Records drawn from a dataset:

★ ★ ★ ★

PR #43, opened 2023-03-13
Upload homework 5

oprisor-adrian:
To do: 
- [x] Code styling
- [x] Use a file handler in FilePrinter class ( FILE* )
- [x] Logging class
- [x] **Error handling**

⚠️ In this branch is also pushed homework 4 (unmodified).


course_5_homework/include/customer/customer.h
```diff
@@ -0,0 +1,57 @@
...
+
+#include "../product/product.h"
+#include "../printer/printable.h"
+#include "../store.h"
+
+class Customer: virtual public Printable{
+  public:
+    Customer(const std::string& name, const std::string& address);
+    // return the amount that customer have to pay
+    virtual double CheckOut(Store& store);
```
enachebogdan, line 18: I'm curious why you need to return the amount at the end of the checkout.

course_5_homework/src/printer/file_handler.cc
```diff
@@ -0,0 +1,51 @@
...
+}
+
+int FileHandler::FileClose() {
+  int output = std::fclose(stream_);
+  stream_ = nullptr;
+  return output;
+}
+
+std::size_t FileHandler::FileRead(char* buffer,std::size_t counter){
+  return std::fread(buffer, sizeof(char), counter, stream_);
```
enachebogdan, line 46: Do you need to check if the file is open for read or write before?

course_5_homework/include/store.h
```diff
@@ -0,0 +1,71 @@
...
+#include <ostream>
+#include <cstdint>
+#include <memory>
+#include <string>
+#include <unordered_map>
+
+#include "./printer/printable.h"
+#include "./product/product.h"
+
+enum Status{
```
enachebogdan, line 13: have a look into enum class as well, and why is it better than plain enum.

course_5_homework/src/store.cc
```diff
@@ -0,0 +1,97 @@
...
+    }
+  }
+  return Status::NotFound;
+} 
+
+bool Store::IsEmpty() const{
+  return store_name_.empty() && location_.empty() && income_ == 0.0 && inventory_.empty();
+}
+
+std::tuple<bool, std::unique_ptr<Product>> Store::Exist(const std::string& id) const{
```
enachebogdan, line 77: Same discussion for Exist, not sure what you are trying to accomplish, maybe you could write this in a clearer way.

enachebogdan (changes requested):
Good stuff Adrian, PR looks good in general, I expect a bit more on the exception handling part.
It's admirable that you try using multiple c++ features, discussed or not during the presentations, but make sure you don't over complicate things when it's not unnecessary.

course_5_homework/main.cc
```diff
@@ -0,0 +1,41 @@
...
+#include "./include/printer/printer.h"
+#include "./include/printer/file_printer.h"
+#include "./include/printer/console_printer.h"
+#include "./include/printer/file_printer.h"
+#include "./include/product/product.h"
+#include "./include/product/toy.h"
+#include "./include/customer/premium_customer.h"
+
+#include "./include/logger.h"
+FilePrinter Logger::log_("course_5_homework/data/log.txt");
```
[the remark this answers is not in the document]
oprisor-adrian: Here _log__ is also a static data member and can be initialized outside the class using the scope resolution operator. I did this because I want the _log__ to be initialized only once in the entire program and then used (calling the _Log_ method, also static) wherever it is needed just by including the header. I can't access the _log__ from an instance of Logger object.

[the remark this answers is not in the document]
enachebogdan: The static part is handled right, I understand what you're trying to do and it's perfectly fine from that perspective, I was just curious about the "private" access modifier of log_. I would expect a compile error when you try to access from outside the class, so I was going to suggest maybe another static function to initialize it.

course_5_homework/include/customer/customer.h
```diff
@@ -0,0 +1,57 @@
...
+#include <cstdint>
+#include <memory>
+#include <unordered_map>
+#include <string>
+
+#include "../product/product.h"
+#include "../printer/printable.h"
+#include "../store.h"
+
+class Customer: virtual public Printable{
```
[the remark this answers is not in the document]
enachebogdan: I did suggest in my presentation that you look up virtual inheritance, and I'm glad you did. I thought maybe I was missing the "diamond" inheritance problem here

course_5_homework/include/printer/file_handler.h
```diff
@@ -0,0 +1,32 @@
...
+    std::size_t FileWrite(const char* buffer, std::size_t count);
+    void SetStream(std::FILE* stream);
+    std::FILE* GetStream() const;
+  private:
+    std::FILE* stream_;
+};
+inline void FileHandler::SetStream(std::FILE* stream){
+  stream_ = stream;
+}
+inline std::FILE* FileHandler::GetStream() const {
```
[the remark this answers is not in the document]
oprisor-adrian: In _Logger_ class i access the _std::FILE*_ through _FilePrinter_ class to allow me to access the _FileWrite_ method directly, and that method could not be constant. 
I don't know why I chose to do in this way. I'll remake it and remove/modify _GetStream()_ method. ^_^

course_5_homework/src/printer/file_printer.cc
```diff
@@ -0,0 +1,31 @@
...
+  if(file_.IsOpen()){
+    try{
+      std::ostringstream out;
+      printable.Print(out);  // can throw an exception
+      out << "\n";
+      std::string temp = out.str();
+      const char* buffer = temp.c_str();
+      auto buffer_size = file_.FileWrite(buffer, std::strlen(buffer));
+      if(buffer_size != std::strlen(buffer)){
+        throw std::runtime_error("error: buffer_size != std::strlen(buffer) when printing in file.");
```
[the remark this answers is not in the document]
oprisor-adrian: The error had to be caught in _main.cc_. I'll add more examples in _main_ to show that.

course_5_homework/src/printer/file_handler.cc
oprisor-adrian: Yes! I'll add a check before trying to read from file.

course_5_homework/src/customer/customer.cc
```diff
@@ -0,0 +1,78 @@
...
+}
+
+bool Customer::IsEmpty() const{
+  return name_.empty() && address_.empty() && shopping_cart_.empty();
+}
+
+std::tuple<bool, std::unique_ptr<Product>> Customer::Exist(const std::string& id){
+  auto search = shopping_cart_.find(id);
+  if(search != shopping_cart_.end()){
+    return {true, std::make_unique<Product>(*search->second)};
```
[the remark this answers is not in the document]
oprisor-adrian: The main purpose of the function is to check if there is a product identified by the id in the shopping cart and then return the product so that processing can be done on it. I'll split in two function: _FindProduct()_ that tell me if found a product by _id_ and a _GetProduct()_ method  that return the product.

course_5_homework/main.cc
```diff
@@ -4,38 +4,83 @@
...
+  Store store("MyStore","somewhere",items);
+  // create products and try to insert an empty Product object
+  {
+    std::unique_ptr<Product> prod_01(new Toy("Teddy", "Sc. Toy", 24, 6, 120));
+    std::unique_ptr<Product> prod_02(new Alcoholic("Vodka", 20.99, 21, 750.0, 45));
+    std::unique_ptr<Product> prod_03(new Book("CleanCode", 320, "Rober C. Martin", 340, 5));
+    std::unique_ptr<Product> empty_product(new Product("", 0.0, 0));
+   
+    // initiliaze a store
+    store.AddProduct(prod_01,"cod_prod_1");
```
enachebogdan, line 40: I know this is just an example/homework project, but in general you should add try/catch block for every function that can throw, not just when you know it will fail.

course_5_homework/main.cc
```diff
@@ -4,38 +4,83 @@
...
-  std::unique_ptr<Printer> printer(new ConsolePrinter);
-  printer->Print(store);
-  printer->Print(customer);
+  // create a Customers and make some purchases
+  {
+    std::unique_ptr<Product> prod_01(new Toy("Teddy", "Sc. Toy", 24, 6, 3));
+    std::unique_ptr<Product> prod_02(new Alcoholic("Vodka", 20.99, 21, 750.0, 1));
+    PremiumCustomer premium_customer("PremiumCustomer", "somewhere");
+    
+    premium_customer.AddToCart("cod_prod_1", prod_01);
```
enachebogdan, line 64: AddToCart can throw an exception, you should try/catch

enachebogdan (changes requested):
I've added just a couple more comments, things look good, almost ready to approve.

course_5_homework/src/printer/file_handler.cc
enachebogdan: Actually I can see my comment is not very clear, I meant to ask if there is a need to check if the open mode is read or write, before trying to read or write

course_5_homework/include/customer/customer.h
enachebogdan: Maybe I have missed it, but I haven't seen the returned value used anywhere in your code, so I was thinking maybe it could be a simple void.

oprisor-adrian:
I tried to use forward declaration but encountered errors when I was running. I checked if the class was fully-declared before making the inheritance, but there were still errors. Maybe I missed something . In the future I will try to use forward-declaration.

course_5_homework/include/customer/customer.h
oprisor-adrian: I got an example in _main.cc_. The function _CheckOut()_ was renamed in _CompletePurchase()_.
`try{
      std::cout << "Premium customer has to pay: " << premium_customer.CompletePurchase(store) << "\n";
      premium_customer.CompletePurchase(store); // try to complete purchases process again (shopping cart will be empty)
    }
    catch (std::runtime_error& e){
      Logger::Log(e.what());
    }`

course_5_homework/src/printer/file_handler.cc
oprisor-adrian: I understand now what to do. My last commit fix that.

enachebogdan (approved):
I'm approving your PR, great job with the homework.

★ ★ ★ ★

Work to be completed:
Whenever the string "search" turns up in a line above, copy that line out.

Output of the task:
+  auto search = shopping_cart_.find(id);
+  if(search != shopping_cart_.end()){
+    return {true, std::make_unique<Product>(*search->second)};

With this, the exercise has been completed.